Stored items from a collection
━━━━━━

PR #11664, opened 2023-07-18
TRD: PID: fixups

f3sch:
@martenole For you to look over.

I am not sure what way would be prefered for the lookup tables, just a vector<tgraph> and hardcode the momentum intervals or the class I included?

Also I did not change the paths to the ccdb yet, we can upload a preliminary object or wait for the results of the service work by leonardo?

And should I pull over the macros from the other repo so that we have the CI?


martenole:
Thanks, did not go through it yet but the CI errors are real, can you please check?
```
/Volumes/build/alice-ci-workdir/o2/sw/SOURCES/O2/11664/0/Detectors/TRD/pid/src/PIDBase.cxx:66:11: error: enumeration value 'NMODELS' not handled in switch [-Werror,-Wswitch]
  switch (policy) {
          ^~~~~~
/Volumes/build/alice-ci-workdir/o2/sw/SOURCES/O2/11664/0/Detectors/TRD/pid/src/PIDBase.cxx:66:11: note: add missing switch cases
```

Detectors/TRD/workflow/src/TRDGlobalTrackingSpec.cxx
```diff
@@ -837,21 +838,27 @@ DataProcessorSpec getTRDGlobalTrackingSpec(bool useMC, GTrackID::mask_t src, boo
...
+        inputs.emplace_back("xgb", "TRD", "XGB", 0, Lifetime::Condition, ccdbParamSpec("TRD_test/PID_new/xgb"));
         break;
+      case PIDPolicy::PY:
+        inputs.emplace_back("py", "TRD", "py", 0, Lifetime::Condition, ccdbParamSpec("TRD_test/PID_new/py"));
+        break;
+#endif
       case PIDPolicy::Dummy:
         break;
-      default:
-        throw std::runtime_error("Unable to load requested PID policy data!");
```
martenole, line 853: @f3sch since the PID policies that require ONNX are not visible to the compiler in case it is not available you cannot remove the `default` here. It triggers a `Wswitch` and since all warnings are treated as errors the compilation on mac fails

Detectors/TRD/pid/include/TRDPID/LQND.h
```diff
@@ -0,0 +1,159 @@
...
+    const auto isNegative = std::signbit(trkSeed.getSign()); // positive and negative charged particles are treated differently since ExB effects the charge distributions
+    const auto& trackletsRaw = input.getTRDTracklets();
+    float lei0{1.f}, lei1{1.f}, lei2{1.f}, lpi0{1.f}, lpi1{1.f}, lpi2{1.f}; // likelihood per layer
+    for (int iLayer = 0; iLayer < constants::NLAYER; ++iLayer) {
+      int trkltId = trkIn.getTrackletIndex(iLayer);
+      if (trkltId < 0) { // no tracklet attached
+        continue;
+      }
+      const auto xCalib = input.getTRDCalibratedTracklets()[trkIn.getTrackletIndex(iLayer)].getX();
+      if (!o2::base::Propagator::Instance()->PropagateToXBxByBz(trk, xCalib, o2::base::Propagator::MAX_SIN_PHI, o2::base::Propagator::MAX_STEP, o2::base::Propagator::MatCorrType::USEMatCorrNONE)) {
```
martenole: I think this rather expensive full propagation is not necessary. The tgl should be rather constant. You could use `getSnpAt(o2::math_utils::sector2Angle(input.getTRDTracklets()[trkIn.getTrackletIndex(iLayer)]), xCalib, bz)`. The `bz` you can get via `o2::base::Propagator::Instance()->getNominalBz()`.

Detectors/TRD/pid/include/TRDPID/LQND.h
```diff
@@ -0,0 +1,159 @@
...
+
+namespace o2
+{
+namespace trd
+{
+namespace detail
+{
+/// Lookup Table class for ccdb upload
+template <int nDim>
+class LUT
```
martenole, line 45: I like the way to have the LUT as a class with a configurable number of dimensions. Would it be possible to make it accept not only 1 and 3D, but also things like 2 or 7D for example? I think we had such LUTs in the past in Run 2

Detectors/TRD/pid/src/ML.cxx
```diff
@@ -135,52 +103,57 @@ PIDValue ML::calculate(const TrackTRD& trkTRD, const o2::globaltracking::RecoCon
...
-      in[NLAYER + iLayer * NCHARGES + 2] = -1.f;
+      // no tracklet attached, fill with default values e.g. charge=-1.,
+      in[iLayer * NCHARGES + 0] = -1.f;
+      in[iLayer * NCHARGES + 1] = -1.f;
+      in[iLayer * NCHARGES + 2] = -1.f;
+      in[18 + iLayer] = -1.f;
       continue;
+    } else {
+      const auto xCalib = input.getTRDCalibratedTracklets()[trkTRD.getTrackletIndex(iLayer)].getX();
+      if (!o2::base::Propagator::Instance()->PropagateToXBxByBz(trk, xCalib, o2::base::Propagator::MAX_SIN_PHI, o2::base::Propagator::MAX_STEP, o2::base::Propagator::MatCorrType::USEMatCorrNONE)) {
```
martenole: as above

martenole (commented):
In general looks all good. Just some minor comments on the track extrapolation and I think it would be nice to have the LUT class a bit more flexible.
For the CCDB objects I would also wait for Leonardo first

Detectors/TRD/pid/include/TRDPID/LQND.h
f3sch: 7D seems nonsensical since we only get 3 windows from the FEE anyways, this was different in Run 2 were we would get 7 windows, I think.
How would you combine the windows in the 2D case (Q0+Q2 and Q1, seems the most resonable to me?)

martenole: ok 7D is probably indeed not needed, but 2D I could imagine (although no idea which windows would be best at the moment). Could you not get rid of the whole `if constexpr` block of the class? For 1D it will anyhow be called with iDim = 0 only and so you could return `mLUTS[index + iDim]` always, no?

martenole (approved):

━━━━━━

What are the lines of the data above that include the string "PIDPolicy"? Copy them.

Result for this task:
+      case PIDPolicy::PY:
       case PIDPolicy::Dummy:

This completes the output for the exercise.